What better design could I come up with?

Edit following request of user Rick James, the show create table:

CREATE TABLE `expression` (
  `expressionId` int(10) unsigned NOT NULL AUTO_INCREMENT,
  `geneId` mediumint(8) unsigned NOT NULL,
  `conditionId` mediumint(8) unsigned NOT NULL,
  `dataType1ExperimentCount` smallint(5) unsigned NOT NULL DEFAULT '0',
  `dataType2ExperimentCount` smallint(5) unsigned NOT NULL DEFAULT '0',
  `dataType3ExperimentCount` smallint(5) unsigned NOT NULL DEFAULT '0',
  `dataType4ExperimentCount` smallint(5) unsigned NOT NULL DEFAULT '0',
  PRIMARY KEY (`expressionId`),
  UNIQUE KEY `geneId` (`geneId`,`conditionId`),
  KEY `conditionId` (`conditionId`),
  CONSTRAINT `expression_ibfk_1` FOREIGN KEY (`geneId`) REFERENCES `gene` (`geneId`) ON DELETE CASCADE,
  CONSTRAINT `expression_ibfk_2` FOREIGN KEY (`conditionId`) REFERENCES `cond` (`conditionId`) ON DELETE CASCADE
) ENGINE=InnoDB DEFAULT CHARSET=utf8;

(and, yes, a given geneId has less rows in table than a given conditionId, so the multiple unique key is properly ordered).

Edit, overall conclusion:

  • @RickJame's answer made my queries run 4 to 5 times faster, they now run in a reasonable time. Problem solved for now.
  • But @Strawberry is right that my design could be improved (see comments of this question)
  • But on MySQL, the "correct" design makes my queries run 10 times slower. I think this is because MySQL is a row-based database, well adapted at retrieving all information in multiple columns on a single row, as in my current "enumerated" design.
  • I think that the long term solution would be to switch to a column-based database, as proposed in @ŁukaszKamiński's answer, using the correct design proposed by @Strawberry.
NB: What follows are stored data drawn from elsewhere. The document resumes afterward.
PR #111, opened 2019-10-15
Assignment 2 Logger and Unit Testing Finished.

Tpirtle:


Logger/FileLogger.cs
```diff
@@ -0,0 +1,32 @@
...
+        }
+
+        public override void Log(LogLevel logLevel, string message)
+        {
+            DateTime localDate = DateTime.Now;
+            var culture = new CultureInfo("en-US");
+            streamWriter = new StreamWriter(filePath);
+            string toWrite = localDate.ToString(culture) + " " + cName + " " + logLevel + ": " + message;
+
+            streamWriter.WriteLine(toWrite);
```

Because then, the information to retrieve would be in several rows, but a same column.

回答1:


Instead of

PRIMARY KEY (`expressionId`),
UNIQUE KEY `geneId` (`geneId`,`conditionId`),

use

PRIMARY KEY(`geneId`,`conditionId`),
INDEX (`expressionId`),

If no other tables are refencing expressionId, get rid of that column and the index on it.

Why does this help? The data is clustered with the Primary key; you are looking up data by geneId, which is the start of the PK; hence the data can be fetched more efficiently, especially if the table is a lot bigger than innodb_buffer_pool_size (which should be about 70% of RAM).




回答2:


From previous post:

Maybe try column store engine for MySQL? Like ICE or InfiniDB. You wouldn't need indexes, because they store data similar to row-based storage indexes. This type of storage works faster for certain use cases, while slower for others. Data warehouses, aggregates, analytic queries and such should benefit.

There are community versions as well as paid enterprise editions.